Required reading with your morning coffee
Every hospital show on TV has its vital-signs moment. Someone pushes a gurney yelling BP is 180 over 40, pulse is 100 and white-blood-cell count is whatever. It’s a cliche scene but, nonetheless, important because it demonstrates the necessity to look at critical numbers to reveal a patient’s condition.
When golf course operators sign on with GOLF Business Solutions, they don’t start wearing scrubs. But they do gain access to critical performance reports designed to inform them how well or not-so-well their business is doing. Ryan Peers, a GOLF Business Solutions Metro Market Sales Manager, helps course operators become adept at pulling and examining these reports, so they can reset their strategy for optimizing revenue and profit performance.
“Eventually it becomes routine for a course manager—something they do with their morning coffee,” says Peers. “Any course that uses GOLFNOW for tee time distribution has access to a number of fundamental reports they can look at whenever they want, just by logging into GOLFNOW Central. The main report everyone wants to see is Rounds & Revenue – Course YOY, which also gives an average dollar cost per round for the selected period.”
Also in that group, “Core Platform” reports show year-over-year revenue performance for a selected period – most operators prefer a monthly look. “At a glance, you see that February 2018 gave you 2,000 rounds and $90,000 in golf revenue, while February 2019 gave you 10 percent less or 10 percent more,” explains Peers. “You’ll want to know this information as a historical trend that can inform decisions about tee-sheet management.”
Training and support are provided for the operator who is just starting out as a GOLFNOW report reader. “We make sure the operator can go through the reports knowledgeably – just a couple of clicks and very intuitive,” Peers says.
The portfolio of GOLFNOW performance-indicator reports goes far beyond the basic five that any affiliated operator can self-service. To obtain more granular reports, an operator would need to make a request with his representative.
The whole point of all this, in Peers’ view, is simple – “to help a course sell more golf.” Getting the staff bought in and responsive to the reports is also a clear goal. Once opened, they can be saved as either an Excel file or a PDF and forwarded to colleagues, ownership or anyone with a need-to-know status.

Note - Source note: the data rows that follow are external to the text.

PR #340, opened 2024-04-15
chore: fix for constraints with weird names

ajewellamz:
*Issue #, if available:*

*Description of changes:*

### DIFF
--- a/codegen/smithy-dafny-codegen/src/main/java/software/amazon/polymorph/smithydotnet/ServiceCodegen.java
+++ b/codegen/smithy-dafny-codegen/src/main/java/software/amazon/polymorph/smithydotnet/ServiceCodegen.java
@@ -4,10 +4,20 @@
 package software.amazon.polymorph.smithydotnet;
 
 import com.google.common.annotations.VisibleForTesting;
+import java.math.BigDecimal;
+import java.nio.file.Path;
+import java.util.Arrays;
+import java.util.HashMap;
+import java.util.LinkedHashSet;
+import java.util.List;
+import java.util.Map;
+import java.util.Optional;
+import java.util.stream.Stream;
 import software.amazon.polymorph.smithydotnet.nativeWrapper.NativeWrapperCodegen;
 import software.amazon.polymorph.traits.ExtendableTrait;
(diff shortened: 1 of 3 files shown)


codegen/smithy-dafny-codegen/src/main/java/software/amazon/polymorph/smithydotnet/ServiceCodegen.java
```diff
@@ -689,6 +690,16 @@ private String getConstraints(
     };
   }
 
+  public String capitalizeSegment(final String segment) {
+    int index = segment.indexOf('_');
+    if (index < 0) {
+      return nameResolver.capitalizeNamespaceSegment(segment);
+    } else {
+      System.err.println(StringUtils.capitalize(segment));
```
robin-aws:
```suggestion
```

Assuming this was debugging

codegen/smithy-dafny-codegen/src/main/java/software/amazon/polymorph/smithydotnet/ServiceCodegen.java
```diff
@@ -689,6 +690,16 @@ private String getConstraints(
     };
   }
 
+  public String capitalizeSegment(final String segment) {
```
robin-aws: Given underscores can appear in any Smithy namespaces/identifiers by the looks of it (https://smithy.io/2.0/spec/model.html#shape-id-abnf), we might hit this same error in several other places in the future. It would be a lot better to push this fix into `capitalizeNamespaceSegment` instead, and to split on `_` and handle each piece the same, instead of assuming we should give up and use `StringUtils.capitalize` instead.

robin-aws (changes requested):

codegen/smithy-dafny-codegen/src/main/java/software/amazon/polymorph/smithydotnet/ServiceCodegen.java
ajewellamz: Done

texastony (approved):

robin-aws (approved):
MUCH nicer, thanks!

PR #341, opened 2024-04-15
feat: support enum types in Smithy 2.0 

kessplas:
*Issue #, if available:*

*Description of changes:*

This is an updated version of https://github.com/smithy-lang/smithy-dafny/pull/202. That branch is very far behind `main-1.x` particularly after the recent Java formatting changes. To avoid merge conflict hell, I'm submitting a new PR from a new branch. 

Currently, only .NET is supported (via TestModels). I haven't attempted Java. 


.github/workflows/test_models_net_tests.yml
robin-aws, line 1: Flagging for myself that this difference (`@enum` being supported for only .NET so far) would be a great thing to explicitly flag in #257 :)

codegen/smithy-dafny-codegen/src/main/java/software/amazon/polymorph/smithydafny/DafnyApiCodegen.java
```diff
@@ -87,8 +87,16 @@ public Map<Path, TokenTree> generate() {
           // Sort by shape ID for deterministic generated code
           .collect(Collectors.toCollection(TreeSet::new))
           .stream()
-          .map(this::generateCodeForShape)
-          .flatMap(Optional::stream)
+          .flatMap(shape -> {
+            final Optional<TokenTree> tokens = generateCodeForShape(shape);
+            if (tokens.isEmpty()) {
+              LOGGER.info(
```
robin-aws, line 93: @alex-chew Intrigued by this - I feel like either it should be a warning, if we think this points to a degenerate model or likely internal bug or something like that, or should not be output at all, if sometimes it's perfectly reasonable to emit no code for some shapes, and outputting this might cause users to wonder if it's a problem.

My inclination is towards the latter. We could always add a -v verbose mode that outputs these kinds of messages for debugging.

robin-aws (approved):
LGTM based on prior reviews on https://github.com/smithy-lang/smithy-dafny/pull/202, just a non-blocking comment for something I didn't pick up on before.

codegen/smithy-dafny-codegen/src/main/java/software/amazon/polymorph/smithydafny/DafnyApiCodegen.java
alex-chew: Yep, it seems reasonable to only output this in a verbose mode. I think I probably originally included this to aid in debugging.

alex-chew (approved):

PR #343, opened 2024-04-19
chore: address lints in SimpleString Rust

andrewbanchich:
*Description of changes:*

- add `#![allow(deprecated)]` to silence warning for matching on deprecated `GetStringUTF8Error::Unhandled` enum variant
- remove unused `use core::panic;` import
- format with `rustfmt`


TestModels/SimpleTypes/SimpleString/runtimes/rust/dafny_impl/Cargo.lock
robin-aws, line 1: AFAICT the best practice is usually to commit `Cargo.lock` for binaries, but not for libraries, since the actual dependency resolution happens in consuming projects instead. So I think we should not commit this file.

robin-aws (changes requested):
Great first start! Just one change to make.

TestModels/SimpleTypes/SimpleString/runtimes/rust/dafny_impl/Cargo.lock
andrewbanchich: updated!

robin-aws (approved):
🚀

PR #7586, opened 2021-05-12
[ntp] Fix ntp.conf template to allow setting of source port in CONFIG_DB

robocoder99:
#### Why I did it
Currently, there is a bug in the ntp.conf jinja2 template where it will ignore the `src_intf` directive in CONFIG_DB if there are multiple IP addresses associated with an interface. This code change fixes that bug and allows the template to select the correct source interface for NTP. 

#### How I did it
I did this by modifying the macro in `ntp.conf.j2` which determines if there is an ip address associated with an interface to set a state variable when it detects a valid interface entry in CONFIG_DB instead of outputting "true" directly (which could result in multiple "trues" outputted for interfaces with multiple valid IP addresses). 

#### How to verify it

1. Add two ipv4 addresses to an interface in SONiC

2. Add the following configuration to `config_db.json` 

```
{
"NTP": {
    "global": {
        "src_intf": "Ethernet1"
        }
    }
}
```
Replace `Ethernet1` with the interface name of the one you assigned the IP addresses to.

3. Run `sudo config reload -y`

4. Open `/etc/ntp.conf` and verify that the following line exists

```
...
interface listen Ethernet1
...
```
The interface specified should be the one set in the previous steps. 

[ntp] Fix ntp.conf template to allow setting of source port in CONFIG_DB

Light-Gray-German-Angora-Rabbit_Hidden-Springs-Farm_Shutterstock-e1612565280404

### DIFF
--- a/files/image_config/ntp/ntp.conf.j2
+++ b/files/image_config/ntp/ntp.conf.j2
@@ -41,13 +41,15 @@ interface ignore wildcard
 # if the source interface is configured but no ip on that interface, then listen on another
 # interface based on existing logic
 {%- macro check_ip_on_interface(interface_name, table_name) %}
+    {%- set ns = namespace(valid_intf = 'false') %}
     {%- if table_name %}
         {%- for (name, source_prefix) in table_name|pfx_filter %}
             {%- if source_prefix and name == interface_name %}
-true
+                {%- set ns.valid_intf = 'true' %}
             {%- endif %}
         {%- endfor %}
     {%- endif %}
+{{ ns.valid_intf }}
 {%- endmacro %}
 
 {% set ns = namespace(source_intf = "") %}
--- a/src/sonic-config-engine/tests/data/ntp/ntp_interfaces.json
+++ b/src/sonic-config-engine/tests/data/ntp/ntp_interfaces.json
@@ -1,0 +1,12 @@
+{
+    "NTP": {
+        "global": {
+            "src_intf": "Ethernet0"
+        }
+    },
+    "INTERFACE": {
+        "Ethernet0": {},
+        "Ethernet0|10.0.0.0/31": {},
+        "Ethernet0|192.168.0.122/24": {}
+    }
+}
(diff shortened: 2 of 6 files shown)


lguohan:
can you add test in src/sonic-config-engine/tests to test the template?

files/image_config/ntp/ntp.conf.j2
```diff
@@ -41,13 +41,15 @@ interface ignore wildcard
...
+    {%- set ns = namespace(valid_intf = 'false') %}
     {%- if table_name %}
         {%- for (name, source_prefix) in table_name|pfx_filter %}
             {%- if source_prefix and name == interface_name %}
-true
+                {%- set ns.valid_intf = 'true' %}
             {%- endif %}
         {%- endfor %}
     {%- endif %}
+{{ ns.valid_intf }}
```
yxieca, line 52: Do you have to set ns.valid_intf to false as default value? What if the condition is not met?

robocoder99: It is set to a default value of false here https://github.com/Azure/sonic-buildimage/pull/7586/files#diff-0a4c1f55aab272c1613693aea10e89dbab5b46a6dd65182f9139717693be421dR44. 

If the condition is not met (i.e. it never finds a valid ip on the interface) it simply returns false.

yxieca (dismissed):

robocoder99:
@lguohan To verify that we are on the same page I assume you are referring to a new test here (https://github.com/Azure/sonic-buildimage/blob/master/src/sonic-config-engine/tests/test_j2files.py) that would validate the output of `ntp.conf` correct?

robocoder99:
I would use https://github.com/Azure/sonic-buildimage/blob/master/src/sonic-config-engine/tests/test_j2files.py#L291 as a template, it seems to be a similar test to the one I would want to perform (i.e. provide a minimal config_db file and check that the desired template output matches a ground truth) 

One question would be that there are many branches within this template file. Is our desire to test all of these branches? That may be out of the scope of this pull request. I would propose just adding a test for the case of multiple valid IP addresses for a given Ethernet interface.

lguohan:
i am ok with your proposal.

robocoder99:
@lguohan @yxieca  Added requested unit tests, please take a look when you can.

liat-grozovik (approved):

yxieca (approved):

PR #7588, opened 2021-05-12
Fix the /var wrong permission issue (#7571)

xumia:
#### Why I did it
Build broken when reproducible build enabled, relative to backport package systemd.
The root cause is the bad permission of /var.

See https://github.com/Azure/sonic-buildimage/pull/7571

- [ ] 201811
- [ ] 201911
- [ ] 202006
- [ ] 202012


lguohan:
cherry-picked #7571

PR #7599, opened 2021-05-13
add config-setup.service as dependency for pcie-check.service

sujinmkang:
#### Why I did it
start pcie-check.service after config-setup.service since pcie_util depends on device_info which is available with config db metadata.
#### How I did it
Add config-setup.service as a dependency of pcie-check.service
#### How to verify it
Upon reboot, check if the pcie-check.sh throws the platform api error which is dependent on DEVICE_METADATA

- [ ] 201811
- [ ] 201911
- [ ] 202006
- [ ] 202012

### DIFF
--- a/files/image_config/pcie-check/pcie-check.service
+++ b/files/image_config/pcie-check/pcie-check.service
@@ -1,6 +1,6 @@
 [Unit]
 Description=Check the PCIe device presence and status
-After=rc.local.service database.service
+After=rc.local.service database.service config-setup.service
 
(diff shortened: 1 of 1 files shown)


jleveque:
@sujinmkang: In the "Why I did it" section, can you please state the reason why the dependency is needed?

jleveque (approved):

shlomibitton:
@jleveque can you please cherry-pick this change to 202012 also?

PR #7617, opened 2021-05-14
[muti-asic] Updated BGP community for Internal routes

abdosi:
What I did:

Following changes are done:

- Internal routes are tagged with `no-export` instead pf `local-AS`
- Option to add User Define BGP community on top of `no-export`

How I verify:

- Unit test for BGP Template verification
- Manual Verification on BGPMON.
- https://github.com/Azure/sonic-mgmt/pull/3484


arlakshm (approved):
lgtm

PR #7630, opened 2021-05-17
[TPID CONFIG]TPID attribute Yang model and default TPID for Minigraph to configDB Changes

gechiang:
#### Why I did it
This PR is part of the TPID CONFIG SONiC feature set to support port/LAG TPID configuration.  
TPID HLD PR: (https://github.com/Azure/SONiC/pull/681)

There are total of 3 PRs across different submodules to achieve this feature support.

- SONiC-Utilities (https://github.com/Azure/sonic-utilities/pull/1618) - To handle TPID CLI related changes.
- SONiC-Swss (https://github.com/Azure/sonic-swss/pull/1747) - To handle Orchagent changes triggered from TPID configuration changes to interact with SYNCd SAI.
- and this PR which handles the new port/LAG TPID attribute on Yang model and Minigraph to configDB changes.

Please refer to the TPID HLD listed above for more details on the TPID configuration feature support.
Here is a quick summary for this PR changes:
By default TPID for port/LAG is 0x8100.  With HW SKU that has capability to handle TPID configuration user is allowed to configure the port/LAG to non default TPID values such as (0x9100, 0x9200, 0x88A8). 
This PR is to define this new TPID attribute for Port and LAG in the Yang model as well as to ensure all the ports/LAGs in the config DB generated from Minigraph should have a default TPID value of 0x8100 .

#### How to verify it
Test code were added for the Yang model to test the new TPID attribute in PORT and Portchannel.
Test code were also updated in test config gen, minigraph as well as multi-asic config gen to ensure the expected default TPID is in place.
Complete feature testing of TPID functionality were also performed on DUTs that has SAI support for TPID attribute to ensure the feature is working properly.

- [ ] 201811
- [ ] 201911
- [ ] 202006
- [ ] 202012

TPID port/LAG attribute Yang model and default TPID for Minigraph to configDB Changes


src/sonic-yang-models/tests/files/sample_config_db.json
```diff
@@ -252,258 +254,295 @@
...
                 "speed": "11100",
+                "tpid": "0x8100",
                 "admin_status": "up"
             },
             "Ethernet14": {
                 "alias": "Eth4/3",
                 "lanes": "79",
                 "description": "",
                 "speed": "11100",
+                "tpid": "0x8100",
```
praveen-li, line 369: We do not need to add it in all ports, just add it in 1 or 2 ports.

src/sonic-yang-models/yang-models/sonic-portchannel.yang
```diff
@@ -109,7 +109,15 @@ module sonic-portchannel {
                         }
                     }
                 }
-			} /* end of list PORTCHANNEL_LIST */
+
+                leaf tpid {
+                    type string {
+                        length 6;
```
praveen-li, line 115: See, if we can move type to stypes.yang, and use that typedef here.

src/sonic-yang-models/yang-models/sonic-port.yang
```diff
@@ -96,6 +96,14 @@ module sonic-port{
 						pattern "on|off";
 					}
 				}
+
+				leaf tpid {
```
gechiang, line 100: 1. Add description field to describe what this attribute is about
2. move to common so both port and LAG can share to avoid duplication

gechiang: we will not follow the open config model for this... for simplicity handling in config DB.

src/sonic-yang-models/tests/yang_model_tests/tests_config/portchannel.json
```diff
@@ -10,6 +10,7 @@
                         "lanes": "65",
                         "mtu": 9000,
                         "name": "Ethernet0",
+                        "tpid": "0x8100",
```
praveen-li, line 13: We can avoid updating old tests, since it is not mandatory field. Just add it in new tests.

src/sonic-yang-models/tests/yang_model_tests/tests_config/port.json
```diff
@@ -78,10 +82,28 @@
...
+                        "tpid": "0x8100",
                         "autoneg": 0
                     }
                 ]
             }
         }
-    }
+    },
+
+    "PORT_INVALID_TPID_TEST": {
```
praveen-li, line 93: We do not need extra test, once type is moved in stypes.

src/sonic-yang-models/tests/yang_model_tests/tests_config/port.json
```diff
@@ -12,6 +12,7 @@
                         "mtu": 9000,
                         "pfc_asym": "off",
                         "name": "Ethernet8",
+                        "tpid": "0x8100",
```
praveen-li, line 15: No need to update old tests.

src/sonic-yang-models/yang-models/sonic-port.yang
gechiang: In the future when stateDB validation method is agreed, we can come back to this and enhance it to check capability as part of the yang model validation for TPID attribute

src/sonic-config-engine/tests/test_multinpu_cfggen.py
```diff
@@ -149,16 +149,16 @@ def test_frontend_asic_portchannels(self):
         argument = "-m {} -p {} -n asic0 --var-json \"PORTCHANNEL\"".format(self.sample_graph, self.port_config[0])
         output = json.loads(self.run_script(argument))
         self.assertDictEqual(output, \
-            {'PortChannel0002': {'admin_status': 'up', 'min_links': '2', 'members': ['Ethernet0', 'Ethernet4'], 'mtu': '9100'},
-            'PortChannel4001': {'admin_status': 'up', 'min_links': '2', 'members': ['Ethernet-BP0', 'Ethernet-BP4'], 'mtu': '9100'},
-            'PortChannel4002': {'admin_status': 'up', 'min_links': '2', 'members': ['Ethernet-BP8', 'Ethernet-BP12'], 'mtu': '9100'}})
+                {'PortChannel0002': {'admin_status': 'up', 'min_links': '2', 'members': ['Ethernet0', 'Ethernet4'], 'mtu': '9100', 'tpid': '0x8100'},
```
dgsudharsan, line 152: Can you please correct the alignment in this file?

src/sonic-yang-models/tests/files/sample_config_db.json
gechiang: Going forward after this PR is approved and merged, the config DB when generated from the Minigraph will always have TPID 0x8100.  It is similar to the MTU handling where there is a default value set in config DB.
I like to keep this change to set TPID attribute for all the interfaces (port and LAG). this way it is more in sync when user inspect config DB.

src/sonic-yang-models/yang-models/sonic-portchannel.yang
gechiang: Agreed. Will have this changed in next commit.

src/sonic-yang-models/tests/yang_model_tests/tests_config/port.json
gechiang: Not sure I understood your comment.  moving the tpid type to a common typedef allows sharing of the same definition  but testing is still required isn't it?  LThis was added so that we can see that the Yang model correctly catches any attempt of using a wrong TPID value that is not specified in the model.  Please clarify ...
Thanks!

src/sonic-yang-models/tests/yang_model_tests/tests_config/portchannel.json
gechiang: I am actually leveraging this same test config file for the new attribute TPID testing.  Are you saying that I should generate a new test file just for TPID purpose?  since TPID is a new attribute for both port and portchannel, I thought of just expanding on existing test case  instead of generating a new file for just one TPID test...
There are no other tests needed other than ensure that the model can catch invalid TPID values.

src/sonic-config-engine/tests/test_multinpu_cfggen.py
gechiang: fixed.

src/sonic-yang-models/tests/yang_model_tests/tests_config/port.json
gechiang: TPID will be present in all config DB after thei feature is checked in so making sure it is consistently present in all interface configs.

lguohan (approved):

Obviously, a decision-maker in any business will be interested in data only as it guides their next move. “In the push to maximize tee-sheet revenue, you test out pricing adjustments then evaluate your results,” says Peers.
Recently, Peers was contacted by one of the operators with whom he works about revenue performance year-to-date and expressed some displeasure. Rounds played at his course for a particular period were down significantly. Revenue for that period was also down, though only slightly.
What happened? In this case, it was the rare case of a robust price increase. “He was irritated by the slight drop in revenue, but this operator had really pushed the envelope with his pricing,” Peers says. “But the real story was he discovered a lot of pricing power—going up something like $15 on average with very little revenue loss.” There is a risk even with small price increases, but this one delivered a lot of information about consumer demand and the price ceiling. The next logical step would be to ease off slightly and see whether a sweet spot had been discovered.
As a golf course operator in this current business climate, your customers can be somewhat less predictable than you might imagine. Don’t underestimate the value of a set of tech tools that allow you to price-adjust with precision and ease. Soon, you will be optimizing revenue and profits reliably.